In fact, almost anything related to data analytics is very poorly explained, if at all. Another example, out of many, is the section 20.3 on Generalized Adaptive Models. After preprocessing the raw data used for the analysis, a few charts are displayed (without much explanation of the code used for which) and then the data analysis code output is shown without any explanation. Two features of the data, CreditAmount and Age, are displayed in charts where they are smoothed, but there is no explanation about what for. And the analysis stops right there without any further explanation. What could be said in a few sentences is left out.

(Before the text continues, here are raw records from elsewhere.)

PR #268, opened 2019-04-15
STITCH-2781 - Expose credentials options to get

edaniels:


edaniels:
cc: @marcgurney this is how we get the credentials to be set via the SDK

src/common.js
```diff
@@ -32,12 +32,18 @@ export const checkStatus = (response) => {
...
 
-export const makeFetchArgs = (method, body) => {
+export const makeFetchArgs = (method, body, options) => {
   const init = {
     method: method,
     headers: { 'Accept': JSONTYPE, 'Content-Type': JSONTYPE }
   };
 
+  if (options) {
+    if (options.credentials) {
```
haleyowen: I think you can combine these two if statements `if (options && options.credentials)`

PR #275, opened 2019-05-09
STITCH-2914 - Add new endpoint for getting deployment installation

joshmadewell:
Adds a new endpoint to retrieve the deployment installation (which is configured once a user has linked their GitHub account to Stitch). Fixes a test for fetching deploy config which no longer returns the list of authenticated repositories.


test/admin/deploy.test.js
```diff
@@ -28,7 +28,7 @@ describe('Deploy', () => {
   describe('when requesting the deploy config', () => {
     it('returns the current config with an empty list of authenticated_repositories', async() => {
```
chickenbug: this description might need to change with this update

PR #282, opened 2019-06-10
Trigger onUserLoggedIn() event on OAuth login

tkaye407:


packages/core/sdk/src/auth/internal/CoreStitchAuth.ts
```diff
@@ -875,7 +875,12 @@ export default abstract class CoreStitchAuth<TStitchUser extends CoreStitchUser>
         // Dispatch a UserAdded event if this is the first time this user is 
         // Being added to the list of users on the device.
         if (newUserAdded) {
-          this.onAuthEvent() // Tegacy event dispatch
+          this.onAuthEvent() // Legacy event dispatch
+          
+          this.dispatchAuthEvent({
```
adamchel: [minor] this is actually not the correct place to be dispatching this event. We're already dispatching a login event for most of the login code paths in "doLogin".

See https://github.com/mongodb/stitch-js-sdk/blob/master/packages/core/sdk/src/auth/internal/CoreStitchAuth.ts#L720

The result is that on most logins that are happening via `doLogin`, you'll get two UserLoggedIn events, which is not the correct behavior.

You instead want to modify the code at https://github.com/mongodb/stitch-js-sdk/blob/master/packages/core/sdk/src/auth/internal/CoreStitchAuth.ts#L386 to dispatch a `UserLoggedIn` in the case of a successful result of `processLogin`.

PR #292, opened 2019-07-10
STITCH-3217: add admin sdk functions for confirming and listing unconfirmed users

dorinaaaaalin:


src/admin.js
```diff
@@ -292,7 +292,9 @@ export class StitchAdminClient extends StitchClient {
           }),
 
           userRegistrations: () => ({
-            sendConfirmationEmail: (email) => api._post(`${appUrl}/user_registrations/by_email/${email}/send_confirm`)
+            sendConfirmationEmail: (email) => api._post(`${appUrl}/user_registrations/by_email/${email}/send_confirm`),
+            confirmEmail: (email) => api._post(`${appUrl}/user_registrations/by_email/${email}/confirm`),
```
mburdette: this should probably be named `confirmByEmail`

src/admin.js
```diff
@@ -292,7 +292,9 @@ export class StitchAdminClient extends StitchClient {
...
+            unconfirmedUsersQuery: () => api._post(`${appUrl}/user_registrations/unconfirmed_users`)
```
mburdette: in general these should be readable, what you have here would be read as `userRegistrations.unconfirmedUsersQuery` which makes less sense than something like `userRegisrations.listUnconfirmed`

I think this also needs to take parameters to account for limit and afterid right?

test/auth.test.js
```diff
@@ -126,6 +145,27 @@ describe('Auth linking', () => {
...
     }
   });
+
+  it('should list pending users', async() => {
+    const testEmail = 'test_user@10gen.com';
+    await client.register(testEmail, password);
+    const userId = await client.login();
+    await client.register(linkEmail, password);
+
+    let { token_id: tokenId, token } = await th.app().userRegistrations().sendConfirmationEmail(linkEmail);
```
mburdette: I think you should just use your new `confirmByEmail` endpoint instead of doing the whole sending an email thing. Also you should add a test for when the limit is actually used e.g. more than 3 records the result should only contain 3 records.

test/auth.test.js
```diff
@@ -115,6 +116,24 @@ describe('Auth linking', () => {
     expect(newIdentities[1].provider_type).toEqual('local-userpass');
   });
 
+  it('should link two accounts without sending a confirmation email', async() => {
```
mburdette: this test string seems very confusing, it seems like this test is testing that you can link a user that was confirmed via `confirmByEmail` the string should more accurately represent that

PR #297, opened 2019-07-30
STITCH-3299 - Add admin sdk method for deleting pending users

cktang88:


test/userRegistrations.test.js
```diff
@@ -0,0 +1,44 @@
...
+
+  afterEach(async() => th.cleanup());
+
+  it('removePendingUserByEmail should remove existing user', async() => {
+    await client.register(testEmail, password);
+    let users = await th.app().userRegistrations().listPending();
+    expect(users).toHaveLength(2);
+    await th.app().userRegistrations().removePendingUserByEmail(testEmail);
+    users = await th.app().userRegistrations().listPending();
+    expect(users).toHaveLength(1);
```
mburdette: you should actually check the users here to make sure the correct one was removed, can probably find some other assertion to do it or make a new list or something and do an equality check. 

https://jestjs.io/docs/en/expect

test/userRegistrations.test.js
```diff
@@ -0,0 +1,44 @@
...
+  });
+  it('removePendingUserByID should remove existing user', async() => {
+    await client.register(testEmail, password);
+    let users = await th.app().userRegistrations().listPending();
+    expect(users).toHaveLength(2);
+    await th.app().userRegistrations().removePendingUserByID(users[0]._id);
+    users = await th.app().userRegistrations().listPending();
+    expect(users).toHaveLength(1);
```
mburdette: you should actually check the users here to make sure the correct one was removed

test/userRegistrations.test.js
```diff
@@ -0,0 +1,44 @@
...
+
+  const testEmail = 'link_user@10gen.com';
+  const password = '123456';
+
+  beforeEach(async() => {
+    const { apiKey, groupId, serverUrl } = extractTestFixtureDataPoints(test);
+    th = await buildClientTestHarness(apiKey, groupId, serverUrl);
+
+    client = th.stitchClient;
+    // console.log(client);
```
mburdette: errant comment

test/userRegistrations.test.js
```diff
@@ -0,0 +1,44 @@
...
+    await client.logout();
+  });
+
+  afterEach(async() => th.cleanup());
+
+  it('removePendingUserByEmail should remove existing user', async() => {
```
mburdette: `should remove an existing pending user`

test/userRegistrations.test.js
```diff
@@ -0,0 +1,44 @@
...
+    await client.register(testEmail, password);
+    let users = await th.app().userRegistrations().listPending();
+    expect(users).toHaveLength(2);
+    await th.app().userRegistrations().removePendingUserByEmail(testEmail);
+    users = await th.app().userRegistrations().listPending();
+    expect(users).toHaveLength(1);
+  });
+  it('removePendingUserByID should remove existing user', async() => {
```
mburdette: `should remove an existing pending user`

dist/node/admin.js
```diff
@@ -501,8 +501,14 @@ var StitchAdminClient = exports.StitchAdminClient = function (_StitchClient) {
                 confirmByEmail: function confirmByEmail(email) {
                   return api._post(appUrl + '/user_registrations/by_email/' + email + '/confirm');
                 },
-                listUnconfirmed: function listUnconfirmed(filter) {
-                  return api._get(appUrl + '/user_registrations/unconfirmed_users', filter);
+                listPending: function listPending(filter) {
```
mburdette: i think you need to rebuild and then push, this still says `listUnconfirmed` from before, which is incorrect

cktang88: the diff seems to say listPending replaces listUnconfirmed in this file now?

mburdette: i guess someone forgot to rebuild

PR #299, opened 2019-08-06
get support branch closer to green

mpobrien:


tkaye407:
Is this what martin was asking me about?

.evg.yml
```diff
@@ -124,13 +124,21 @@ tasks:
...
+
             chown -R $USER stitch-js-sdk
             cd stitch-js-sdk
             curl -OL https://yarnpkg.com/latest.tar.gz
             tar zvxf latest.tar.gz
             mv yarn-* yarn
             export PATH="`pwd`/yarn/bin:$PATH"
-            yarn install
+
+            npm install
```
mburdette: I think you could leave this as `yarn install` and just remove the `package-lock.json` and replace it with the resulting `yarn-lock` from a `yarn install`

mpobrien:
@tkaye407 yes (presumably). This fix doesn't make the tests green but it does at least get it past the `npm install` phase, so I'll probably fix this up and tag someone to review soon, then we can move on to fixing the actual tests.

PR #319, opened 2019-10-22
STITCH-3376 add client sdk method for calling userpass reset function

jsflax:


packages/browser/coretest/__tests__/StitchAppClientIntTests.ts
```diff
@@ -519,4 +519,34 @@ describe("StitchAppClient", () => {
...
+        "http://emailConfirmUrl.com",
+        "http://resetPasswordUrl.com",
+        "email subject",
+        "password subject",
+        true,
+        stitchFunction.id,
+        stitchFunction.name
+      ))
+    );
+  });
```
mburdette: shouldn't this test also actually reset the password? and then try to login with the new password?

packages/browser/coretest/__tests__/StitchAppClientIntTests.ts
```diff
@@ -519,4 +519,34 @@ describe("StitchAppClient", () => {
...
+      undefined,
+    ));
+
+    await harness.addProvider(
+      app,
+      new UserpassProvider(new UserpassProviderConfig(
+        "http://emailConfirmUrl.com",
+        "http://resetPasswordUrl.com",
+        "email subject",
+        "password subject",
```
mburdette: if you are resetting the password with a function you don't need a url or subject for the password stuff

packages/core/admin-client/src/authProviders/ProviderConfigs.ts
```diff
@@ -49,7 +49,13 @@ class UserpassProviderConfig {
...
     @jsonProperty("confirmEmailSubject") public confirmEmailSubject: string,
     
-    @jsonProperty("resetPasswordSubject") public resetPasswordSubject: string
+    @jsonProperty("resetPasswordSubject") public resetPasswordSubject: string,
+
+    @jsonProperty("runResetFunction") public runResetFunction = false,
+
+    @jsonProperty("resetFunctionId") public resetFunctionId = "",
+
+    @jsonProperty("resetFunctionName") public resetFunctionName = ""
```
mburdette: while you do this, you should probably add the fields for confirmation function as well 
```
"runConfirmationFunction"
"confirmationFunctionId"
"confirmationFunctionName"
```


https://github.com/10gen/stitch/blob/a0a456ed1189ea3a6fecdf6e40f222a1f43618df/authprovider/providers/local/userpass.go#L76

PR #349, opened 2020-01-02
STITCH-4077 Javascript SDK: Decode and expose `customData` on UserProfile

jsflax:


packages/browser/coretest/__tests__/StitchCustomUserDataIntTests.ts
```diff
@@ -0,0 +1,81 @@
...
+describe("StitchAppClient", () => {
+	const db = "db1"
+	const coll = "coll1"
+	const functionName = "addUserProfile";
+	const user = "stitch@10gen.com";
+	const password = "stitchuser";
+	const colorField = "favoriteColor";
+	const favoriteColor = "blue";
+
+	it("should define custom data", async () => {
```
mburdette: I feel like this test structure and string is a bit off. should there be a nested `describe` like `with custom user data` then you have one `it` block `user should have custom data` then another for like `user should have updated custom data after running refresh`? Instead of having everything in one big block. If you don't want to split this up better you could at least make the `it` string a little more descriptive of what is going on.

packages/core/admin-client/package.json
```diff
@@ -63,7 +63,7 @@
     "build-main": "tsc -p tsconfig.cjs.json",
     "build-module": "tsc -p tsconfig.esm.json",
     "prepare": "npm run build",
-    "test": "jest",
+
```
mburdette: [nit] remove this gap?

PR #2169, opened 2025-09-27
OpenPGPKeyReader: Use consistent method name parseKeyOrCertificate()

vanitasvitae:
Added new methods as replacement for mis-named 'parseCertificateOrKey()' methods and deprecated old methods


dghgit:
Thanks for the patch. Merged.

PR #2178, opened 2025-10-13
Fix NPE when testing passphrase for stripped secret keys

vanitasvitae:
Fixes https://github.com/bcgit/bc-java/issues/2173


dghgit:
Thanks for the patch. Now merged and on https://downloads.bouncycastle.org/betas

PR #2184, opened 2025-10-21
OpenPGP v3 key: Fix NPE in PGPSignature.encode() for missing subpacket areas

vanitasvitae:
V3 keys might have signatures with missing subpacket areas. This is especially true for OpenPGP v3 keys.
This patch fixes an NPE in PGPSignature.encode() for missing subpacket areas.


vanitasvitae:
Merged into #2171

PR #2185, opened 2025-10-21
Fix ClassCastException when trying to verify misplaced subkey binding…

vanitasvitae:
… signatures

Misplaced subkey binding signatures could result in the Signer being initialized using the wrong key material,
causing ClassCastExceptions.
This patch catches those exceptions and rethrows them as gracefully handled PGPSIgnatureExceptions.

### DIFF
--- a/pg/src/main/java/org/bouncycastle/openpgp/api/OpenPGPCertificate.java
+++ b/pg/src/main/java/org/bouncycastle/openpgp/api/OpenPGPCertificate.java
@@ -1949,7 +1949,7 @@ public class OpenPGPCertificate
                     throw new IncorrectOpenPGPSignatureException(this, "Key Signature is not correct.");
                 }
             }
-            catch (PGPException e)
+            catch (PGPException | ClassCastException e)
             {
                 this.isCorrect = false;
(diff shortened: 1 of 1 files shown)


vanitasvitae:
To add more details:
The bug is hit when BC tries to verify validity of an OpenPGP certificate with the following format:
```
PrimaryKey[Ed25519] 0x1234
  Subkey[Ed25519] 0xABCD
  Subkey[ECDH] 0x9876
    SubkeyBindingSignature[Ed25519, by 0x1234] (misplaced, actually belongs to 0xABCD)
      Embedded PrimaryKeyBindingSignature[Ed25519, by 0xABCD]
```
When verifying the validity of 0x9876, the misplaced binding signature is evaluated. BC tries to initialize the signature, and since the key material of 0x9876 is neither an instance of `Ed25519PrivateKeyParameters` nor of `Ed25519PublicKeyParameters`, it is assumed to be Ed448 key material: https://github.com/bcgit/bc-java/blob/main/pg/src/main/java/org/bouncycastle/openpgp/operator/bc/BcImplProvider.java#L101-L105
The Ed448 signer then throws a `ClassCastException` when trying to cast the ECDH key material.

PR #2205, opened 2025-11-27
Blake2bDigest: defensive improvements and cleanup

lomigmegard:
While looking at `Blake2bDigest` implementation I noticed a few things that could be tidied up.

Defensive changes:
- Validate key length before copying to fail fast and avoid unnecessary allocation on invalid input
- Centralize state cleanup in reset() to avoid double-zeroing and ensure consistent cleanup path

Code quality:
- Use explicit 64-bit literals for long field `f1` for clarity. I initially thought it was a bug, but Java bit extension makes the current syntax correct but misleading.
- Other trivial cleanup

LLM disclaimer:
- A human, myself, wrote all changes by hand
- A LLM reviewed the changes and created the commit message

### DIFF
--- a/core/src/main/java/org/bouncycastle/crypto/digests/Blake2bDigest.java
+++ b/core/src/main/java/org/bouncycastle/crypto/digests/Blake2bDigest.java
@@ -33,7 +33,7 @@ import org.bouncycastle.util.Pack;
 
 
 /**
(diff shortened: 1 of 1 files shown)


peterdettman:
Merged, thanks for the PR.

Most of the data analytics examples also show very poor performance, leading the user to think why data analysis is used if it performs so badly and, if it performs well, why the author didn’t select any better example.
There are also many pedagogical errors, minor and major ones. I will just mention a few taken from chapter 12 as an example:
1) Many variables are created with the function assign in a loop but actually only two of them are used. What for? On top of it, the same loop is coded again later with just a different variable name.
2) The function merge is used with the same column names, although the author states that “the ability to specify different column names (..) is the most useful feature of merge” before doing so with the function join from the library plyr. Then you wonder what difference is being shown.
3) It gets worse. In a rather convoluted way to show how to merge different data frames, the author introduces two new features of R, eval and parse, just by passing and without any specific examples or further explanation. In this same convoluted example the author also uses the R function Reduce in the most complicated way with the dots, without first showing simple examples and what it is for. Only then later down in the text he goes on to explain what Reduce does but fails to mention that it can only be applied to binary functions. The text states that “Reduce can be a difficult function to grasp”. If it is, it would deserve a better treatment, not as a side note, explained in an example that is related to something else (how to merge data frames). It should also have a full explanation of how it can be used.
R is a beautiful language that can be well explained. It is not hard to show its power in data analysis with short but clear explanations. It’s regrettable that this book misses its stated goals so badly, when it could have done otherwise brilliantly, as its author seems capable to do a much better job. So I can't recommend this book. There is actually a shortage of good R books in the market, but "R in Action" (second edition is coming), "The Art of R Programming" and "The R Book" are much superior choices.